# Records shown
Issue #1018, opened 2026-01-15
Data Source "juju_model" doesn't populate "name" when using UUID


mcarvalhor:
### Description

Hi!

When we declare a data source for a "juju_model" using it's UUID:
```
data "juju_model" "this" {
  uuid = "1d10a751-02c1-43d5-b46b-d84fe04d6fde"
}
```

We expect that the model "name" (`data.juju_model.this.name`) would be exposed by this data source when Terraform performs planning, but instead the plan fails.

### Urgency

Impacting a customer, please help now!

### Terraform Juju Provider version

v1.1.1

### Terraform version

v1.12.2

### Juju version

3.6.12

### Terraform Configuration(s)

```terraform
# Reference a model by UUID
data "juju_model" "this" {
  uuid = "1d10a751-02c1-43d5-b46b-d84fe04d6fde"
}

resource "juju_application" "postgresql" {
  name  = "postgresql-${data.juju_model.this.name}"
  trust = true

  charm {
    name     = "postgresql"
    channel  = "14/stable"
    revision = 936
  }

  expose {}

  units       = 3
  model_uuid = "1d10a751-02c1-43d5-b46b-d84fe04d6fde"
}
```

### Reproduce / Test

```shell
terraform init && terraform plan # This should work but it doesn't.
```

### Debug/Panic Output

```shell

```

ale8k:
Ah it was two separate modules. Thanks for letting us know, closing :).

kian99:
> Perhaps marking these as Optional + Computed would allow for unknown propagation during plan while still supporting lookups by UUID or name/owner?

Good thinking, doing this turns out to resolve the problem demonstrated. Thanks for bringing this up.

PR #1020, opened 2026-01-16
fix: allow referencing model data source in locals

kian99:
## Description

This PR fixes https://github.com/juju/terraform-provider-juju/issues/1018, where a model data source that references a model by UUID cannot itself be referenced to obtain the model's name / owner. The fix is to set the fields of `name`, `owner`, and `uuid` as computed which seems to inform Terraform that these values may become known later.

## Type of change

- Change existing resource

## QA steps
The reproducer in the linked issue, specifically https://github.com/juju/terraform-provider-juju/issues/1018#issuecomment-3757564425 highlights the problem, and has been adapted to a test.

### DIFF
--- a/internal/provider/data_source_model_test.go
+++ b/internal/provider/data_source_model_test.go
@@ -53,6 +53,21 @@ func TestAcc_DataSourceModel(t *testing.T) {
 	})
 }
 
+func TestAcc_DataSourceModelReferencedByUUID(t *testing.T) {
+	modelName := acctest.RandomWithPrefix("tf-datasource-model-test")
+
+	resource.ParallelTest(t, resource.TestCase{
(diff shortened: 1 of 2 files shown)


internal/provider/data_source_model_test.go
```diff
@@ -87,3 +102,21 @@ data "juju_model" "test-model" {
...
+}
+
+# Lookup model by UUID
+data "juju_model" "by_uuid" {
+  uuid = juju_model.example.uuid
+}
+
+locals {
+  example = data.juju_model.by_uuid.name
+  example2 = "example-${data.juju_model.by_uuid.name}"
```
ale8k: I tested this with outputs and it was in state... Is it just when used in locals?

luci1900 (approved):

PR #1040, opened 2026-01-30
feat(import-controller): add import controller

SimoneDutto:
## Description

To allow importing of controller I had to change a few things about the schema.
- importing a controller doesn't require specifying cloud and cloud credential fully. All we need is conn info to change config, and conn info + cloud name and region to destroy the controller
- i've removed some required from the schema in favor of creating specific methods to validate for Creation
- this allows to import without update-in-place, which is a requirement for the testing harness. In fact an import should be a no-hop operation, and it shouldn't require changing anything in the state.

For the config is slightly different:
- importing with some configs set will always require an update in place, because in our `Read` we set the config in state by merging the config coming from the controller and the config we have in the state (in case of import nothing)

# What needs to be done
Print each record again. Nothing may be left out.

# Expected output
Issue #1018, opened 2026-01-15
Data Source "juju_model" doesn't populate "name" when using UUID


mcarvalhor:
### Description

Hi!

When we declare a data source for a "juju_model" using it's UUID:
```
data "juju_model" "this" {
  uuid = "1d10a751-02c1-43d5-b46b-d84fe04d6fde"
}
```

We expect that the model "name" (`data.juju_model.this.name`) would be exposed by this data source when Terraform performs planning, but instead the plan fails.

### Urgency

Impacting a customer, please help now!

### Terraform Juju Provider version

v1.1.1

### Terraform version

v1.12.2

### Juju version

3.6.12

### Terraform Configuration(s)

```terraform
# Reference a model by UUID
data "juju_model" "this" {
  uuid = "1d10a751-02c1-43d5-b46b-d84fe04d6fde"
}

resource "juju_application" "postgresql" {
  name  = "postgresql-${data.juju_model.this.name}"
  trust = true

  charm {
    name     = "postgresql"
    channel  = "14/stable"
    revision = 936
  }

  expose {}

  units       = 3
  model_uuid = "1d10a751-02c1-43d5-b46b-d84fe04d6fde"
}
```

### Reproduce / Test

```shell
terraform init && terraform plan # This should work but it doesn't.
```

### Debug/Panic Output

```shell

```

ale8k:
Ah it was two separate modules. Thanks for letting us know, closing :).

kian99:
> Perhaps marking these as Optional + Computed would allow for unknown propagation during plan while still supporting lookups by UUID or name/owner?

Good thinking, doing this turns out to resolve the problem demonstrated. Thanks for bringing this up.

PR #1020, opened 2026-01-16
fix: allow referencing model data source in locals

kian99:
## Description

This PR fixes https://github.com/juju/terraform-provider-juju/issues/1018, where a model data source that references a model by UUID cannot itself be referenced to obtain the model's name / owner. The fix is to set the fields of `name`, `owner`, and `uuid` as computed which seems to inform Terraform that these values may become known later.

## Type of change

- Change existing resource

## QA steps
The reproducer in the linked issue, specifically https://github.com/juju/terraform-provider-juju/issues/1018#issuecomment-3757564425 highlights the problem, and has been adapted to a test.

### DIFF
--- a/internal/provider/data_source_model_test.go
+++ b/internal/provider/data_source_model_test.go
@@ -53,6 +53,21 @@ func TestAcc_DataSourceModel(t *testing.T) {
 	})
 }
 
+func TestAcc_DataSourceModelReferencedByUUID(t *testing.T) {
+	modelName := acctest.RandomWithPrefix("tf-datasource-model-test")
+
+	resource.ParallelTest(t, resource.TestCase{
(diff shortened: 1 of 2 files shown)


internal/provider/data_source_model_test.go
```diff
@@ -87,3 +102,21 @@ data "juju_model" "test-model" {
...
+}
+
+# Lookup model by UUID
+data "juju_model" "by_uuid" {
+  uuid = juju_model.example.uuid
+}
+
+locals {
+  example = data.juju_model.by_uuid.name
+  example2 = "example-${data.juju_model.by_uuid.name}"
```
ale8k: I tested this with outputs and it was in state... Is it just when used in locals?

luci1900 (approved):

PR #1040, opened 2026-01-30
feat(import-controller): add import controller

SimoneDutto:
## Description

To allow importing of controller I had to change a few things about the schema.
- importing a controller doesn't require specifying cloud and cloud credential fully. All we need is conn info to change config, and conn info + cloud name and region to destroy the controller
- i've removed some required from the schema in favor of creating specific methods to validate for Creation
- this allows to import without update-in-place, which is a requirement for the testing harness. In fact an import should be a no-hop operation, and it shouldn't require changing anything in the state.

For the config is slightly different:
- importing with some configs set will always require an update in place, because in our `Read` we set the config in state by merging the config coming from the controller and the config we have in the state (in case of import nothing)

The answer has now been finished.